Title: The Worm and His Kings
Series: The Worm and His Kings: Book One
Author: Hailey Piper
Publisher: Off Limits Press
Length: 135 Pages
Rating: 4 Stars
At a Glance: Hailey Piper’s writing is vivid and exceptionally provocative. This book is not for the squeamish or faint of heart, of course, and while the narrative is, at times, slow to the point, once the point was revealed, I was hooked.
Reviewed By: Lisa
Blurb: New York City, 1990
When you slip through the cracks, no one is there to catch you. Monique learns that the hard way after her girlfriend Donna vanishes without a trace.
Only after the disappearances of several other impoverished women does Monique hear the rumors. A taloned monster stalks the city’s underground and snatches victims into the dark.
Donna isn’t missing. She was taken.
To save the woman she loves, Monique must descend deeper than the known underground, into a subterranean world of enigmatic cultists and shadowy creatures. But what she finds looms beyond her wildest fears-a darkness that stretches from the dawn of time and across the stars.
Review: My first thought about this book is a confession: I had no idea what Cosmic Horror was until I looked it up. When I discovered it’s a category of horror used interchangeably with Lovecraftian Horror, well then, this story made sense in its otherwise opaque and impenetrable way.
Hailey Piper’s The Worm and His Kings is set in the underbelly of New York City, in the most literal meaning of the term, in a defunct subway tunnel where the homeless and overlooked are simply trying to survive in a world that has thrown them away. Monique, the narrator of the story, is a young transgender woman whose partner, Donna, has disappeared under mysterious circumstances. When Monique sees the being that has been disappearing people into a deeper underground unknown to the humans above, she screws her courage to the sticking place and follows in hopes of rescuing the woman she loves. What happens from there is allegory, weird and dangerous, and left me with a character whose courage was, itself, a protagonist of the story, and whose despair was palpable.
Upon discovering an underground cult that worships the Worm and makes Kings of ordinary mortals, Monique is thrown into a fever dream. Grasping the meaning of all the things she encounters in this fall down the rabbit hole into a dystopia where the Gray Maiden lurks, is for each reader to decipher. It is neither heaven nor hell, neither damnation nor salvation. Where Hailey Piper leaves readers in the end is head-spinning and the very definition of cryptic.

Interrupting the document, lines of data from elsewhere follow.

PR #141, opened 2018-05-03
Update FinniversKitView template

henrikholmsen:
# Why
This is a proposition for changes to the `FinniversKitView` template.

# What

## Make template class `final`
+ Classes should default to be final.
+ If the class needs to be a subclassable at a later stage we can remove the final keyword once we have made sure it will function properly as a superclass.
+ There are performance  gains by making classes `final` by reducing dynamic dispatch

## Make template class `public`
+ By default all FinniversKit views are intended to public. This saves us from returning to the class and making it public once its not available for us in outside the FinniversKit module😄

## Add `private extension` and `public extension`
+ Makes for a better overview of the classes `private` and `public` functions

# Discussion
What do we feel about the `// MARK: -`? Any changes we would like to make?

# Screenshots
screen shot 2018-05-03 at 11 51 08

### DIFF
--- a/Templates/FinniversKitView.xctemplate/___FILEBASENAME___.swift
+++ b/Templates/FinniversKitView.xctemplate/___FILEBASENAME___.swift
@@ -1,6 +1,6 @@
 import UIKit
 
-class ___FILEBASENAMEASIDENTIFIER___: <#View Class#> {
+final public class ___FILEBASENAMEASIDENTIFIER___: <#View Class#> {
 
     // MARK: - Internal properties
 
--- a/Templates/FinniversKitView.xctemplate/___FILEBASENAME___.swift
+++ b/Templates/FinniversKitView.xctemplate/___FILEBASENAME___.swift
@@ -18,14 +18,21 @@ final public class ___FILEBASENAMEASIDENTIFIER___: <#View Class#> {
         setup()
     }
 
-    private func setup() {
+    // MARK: - Superclass Overrides
+    
+}
+
+// MARK: - Private
+
+private extension ___FILEBASENAMEASIDENTIFIER___ {
+    func setup() {
         // Perform setup
         // Add child views as subviews
         // Setup constraints/frames
     }
+}
 
-    // MARK: - Superclass Overrides
+// MARK: - Public
 
-    // MARK: - Private
-
+public extension ___FILEBASENAMEASIDENTIFIER___ {
 }
--- a/Templates/FinniversKitView.xctemplate/___FILEBASENAME___.swift
+++ b/Templates/FinniversKitView.xctemplate/___FILEBASENAME___.swift
@@ -22,6 +22,11 @@ final public class ___FILEBASENAMEASIDENTIFIER___: <#View Class#> {
     
 }
 
+// MARK: - Public
+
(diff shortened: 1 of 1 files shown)


Templates/FinniversKitView.xctemplate/___FILEBASENAME___.swift
```diff
@@ -18,14 +18,21 @@ class ___FILEBASENAMEASIDENTIFIER___: <#View Class#> {
...
 
-    private func setup() {
+    // MARK: - Superclass Overrides
+    
+}
+
+// MARK: - Private
+
+private extension ___FILEBASENAMEASIDENTIFIER___ {
+    func setup() {
```
axldyb: This needs to be private.

Templates/FinniversKitView.xctemplate/___FILEBASENAME___.swift
```diff
@@ -18,14 +18,21 @@ class ___FILEBASENAMEASIDENTIFIER___: <#View Class#> {
...
         // Setup constraints/frames
     }
+}
 
-    // MARK: - Superclass Overrides
-
-    // MARK: - Private
+// MARK: - Public
 
+public extension ___FILEBASENAMEASIDENTIFIER___ {
```
axldyb: Can we have the public extension come before the private? Makes it easier when you open a view and start looking for what it can do.

Templates/FinniversKitView.xctemplate/___FILEBASENAME___.swift
axldyb: Never mind. Marking it private will render it inaccessible to the init methods. Not so sure about putting this in the private extension anymore. Should probably stay in the `Setup` section?

henrikholmsen: Yes it's innherited from the extension, so there is no need to explicitly use `private` 😊

Templates/FinniversKitView.xctemplate/___FILEBASENAME___.swift
henrikholmsen: I agree, thats better 👍

Templates/FinniversKitView.xctemplate/___FILEBASENAME___.swift
henrikholmsen: I think it would be nice to keep it in the `private extension` 🤔 I think its nice to keep the original class scope free of self defined methods and only have super class overrides there.

henrikholmsen: Also, setup code is long and boring so then you wouldn't have to scroll trough it as much 😂

henrikholmsen: Any thought @3lvis ?

axldyb: My initial thought was that the view setup (constraints etc) will be far away from the properties holding the views. Not sure if this is a big problem though. I agree that all methods created by us should stay in the public/private section.

3lvis:
Shippppp it! 🔥

PR #142, opened 2018-05-03
Remove unused frame

3lvis:
When using AutoLayout the frame is ignored.


ulrikus:
Will this look good on iPad, though?

3lvis:
I think it looks the same since the frames where ignored to begin with.

ulrikus:
But the `InlineConsentView` uses the frame to calculate its `intrinsicContentSize`. So when I try this in the FINN app the height (and width) is calculated wrong causing the view to look weird (compressed height) and I think it will look even worse when the broadcast is shown.

ulrikus:
Actually, it could be done like this in FinniversKit, but I did it the other way because I wanted it to be the same as the FINN app.

PR #144, opened 2018-05-04
Popup consent

ulrikus:
# What?
Updated the former `ConsentView` to be more generic and reusable as a _popup_. This will also conform to the new consent version intended for MinFinn in a _popup-form_ both in design and naming, thusly named `PopupView`.

The _"topRightButton"_ and the _"linkButton"_ is set to hidden if the button text is set to `nil`/not set so that the same view can be used in more cases. 

In the demo you can easily switch between default data models by using one of the following examples in the demo:
`consentView.model = PopupConsentDefaultData.reccomendations.model`
`consentView.model = PopupConsentDefaultData.reccomendationsRejected.model`
`consentView.model = PopupConsentDefaultData.transparency.model`

### Discussion point:
Should we use the `PopupViewModel` approach so that a model is injected into the class or do people prefer to set the individual parameters, in lack of better explanation? 😅

- [ ] Clarify usage of the datamodel
- [x] Clarify design

# Why?
To update the new design, name and functionality for the `PopupView`. It is supposed to be as generic and reusable as possible.

# Screenshots
### iPhone X (`PopupConsentView`) vs iPhone 4 (Former `ConsentTransparencyView`)
iPhone X iPhone 4

### iPad Pro (PopupConsentView after pressing "Nei takk" in `PopupConsentView`)
iPad Pro


3lvis:
Is that how is going to look in iPad and iPhone? There's a lot of whitespace.

ulrikus:
For the iPhones: Yes
For the iPad: Not sure. I have asked Mona (the designer in the GDPR team), but haven't heard anything yet. I'll talk with her on Monday and clarify.

Sources/Fullscreen/PopupConsentView/PopupView.swift
```diff
@@ -4,15 +4,16 @@
...
 
-// MARK: - ConsentViewDelegate
+// MARK: - PopupViewDelegate
 
-public protocol ConsentViewDelegate: NSObjectProtocol {
-    func consentView(_ consentView: ConsentView, didSelectYesButton button: Button)
-    func consentView(_ consentView: ConsentView, didSelectNoButton button: Button)
-    func consentView(_ consentView: ConsentView, didSelectCancelButton button: Button)
+public protocol PopupViewDelegate: NSObjectProtocol {
+    func popupView(_ popupView: PopupView, didSelectBottomRightButton button: Button)
```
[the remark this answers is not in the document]
ulrikus: Yes, as generic as possible. As you see from the screenshots the buttonTitles are different for every case. Therefore, I think it can be confusing to use names like that.

ulrikus:
That's a good idea. I like those names better. 👍

Sources/Fullscreen/PopupConsentView/PopupViewModel.swift
```diff
@@ -0,0 +1,15 @@
+//
+//  Copyright © FINN.no AS, Inc. All rights reserved.
+//
+
+import Foundation
+
+public protocol PopupViewModel {
```
axldyb: I vote for keeping the model. It will keep the implementation point leaner and it also matches how other views are set up in FinniversKit. However, I'm open to changing this, but then we should change all models, not just this one.

ulrikus: What do you think @3lvis ?

3lvis:
I think we were a bit too fast in deleting the ConsentTransparencyView, running 'carthage update' isn't working now.

ulrikus:
I have a branch that fixes that while adding the `PopupView` coming pretty soon.

3lvis:
Awesome, thanks! If it takes longer than expected would be nice to split the purpose of the PRs so they are more specific. One for fixing and one for adding the new component. :)

PR #146, opened 2018-05-04
[WIP] FrontpageGridView

3lvis:
Not sure why we didn't make this as a component to begin with but I think it would be good to encapsulate all the UI logic into one place.

artboard


axldyb:
Cool. Not sure why we didn't do this in the first place. I guess the ide of the FinniversKit has changed a bit since the beginning. How do you plan to incorporate the broadcast and the consent views into this?

3lvis:
Need to take a closer look at the broadcast implementation, ideally the logic isn’t handled here, when it comes to consent I think we need to include the required logic here.

ulrikus:
Not sure if it even belongs in the `FrontpageGridView`, but does the class support the `InlineConsentView`? And I guess the `Broadcast` would be inserted above the entire view?

3lvis:
No, it's hanging in limbo. 

What's missing here is adding the relevant GDPR bits as well as the broadcast. :)

3lvis:
I think this serves as a good starting place that we could expand later on, for now I would like to use it in my experiment project, could you have a look at it @finn-no/ios?

3lvis:
Closing in favor of https://github.com/finn-no/FinniversKit/pull/272

PR #150, opened 2018-05-10
Add dismiss instructions

3lvis:
a


Demo/Helpers.swift
```diff
@@ -36,3 +36,17 @@ extension IndexPath {
         }
     }
 }
+
+struct Helpers {
```
henrikholmsen: Maybe we could call this something like `Settings` instead of `Helpers`? 🤔

henrikholmsen: Then, perhaps, we could move the `lastSelectedIndexPath` in there as well.

3lvis: Settings sound something like preferences and this is just state. Maybe call it 	`State`?

henrikholmsen: True, `State` sounds right 😁

3lvis:
Changed one 🎆

PR #160, opened 2018-05-24
Changed font sizes to the new spec.

ingridvf:
**What?**
Changed font sizes

**Why?**
To make text more readable and flexible

_Note:
Update finnbox and filterkit._

After:
font-after

Before:
font-before

### DIFF
--- a/Sources/DNA/Font/Font.swift
+++ b/Sources/DNA/Font/Font.swift
@@ -12,7 +12,7 @@ enum FontType: String {
 }
 
 public extension UIFont {
-    /// FINNTypeWebStrippet-Medium with a size of 36 scaled for UIFontTextStyle.title1
+    /// FINNTypeWebStrippet-Medium with a size of 34 scaled for UIFontTextStyle.title1
     /// ## Usage:
     /// - It should only be used one T1 and it should be the first text element that catches the users attention.
     /// - It shall give the user an overview of which page he or she is located.
@@ -20,7 +20,10 @@ public extension UIFont {
     public static var title1: UIFont {
         registerCustomFonts()
 
-        let font = UIFont(name: FontType.medium.rawValue, size: 36.0)!
+        let font = UIFont(name: FontType.medium.rawValue, size: 34.0)!
+        if #available(iOS 11.0, *) {
+            return font.scaledFont(forTextStyle: .largeTitle)
+        }
         return font.scaledFont(forTextStyle: .title1)
     }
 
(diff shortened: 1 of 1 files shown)


3lvis:
Nice initiative, Ingrid, keep the PRs coming! 🔥

Sources/DNA/Font/Font.swift
```diff
@@ -34,66 +37,78 @@ public extension UIFont {
         registerCustomFonts()
 
         let font = UIFont(name: FontType.light.rawValue, size: 28.0)!
-        return font.scaledFont(forTextStyle: .title2)
+        return font.scaledFont(forTextStyle: .title1)
```
3lvis: What's the reason for changing this .title1 to .title2?

Sources/DNA/Font/Font.swift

Piper’s writing is vivid and exceptionally provocative. There is a bit of body horror in this novella that, while off-page, is described in such excruciating clarity that I perceived Monique’s pain even though I’ve never experienced it myself. This book is not for the squeamish or faint of heart, of course, and while the narrative is, at times, slow to the point, once the point was revealed, I was hooked.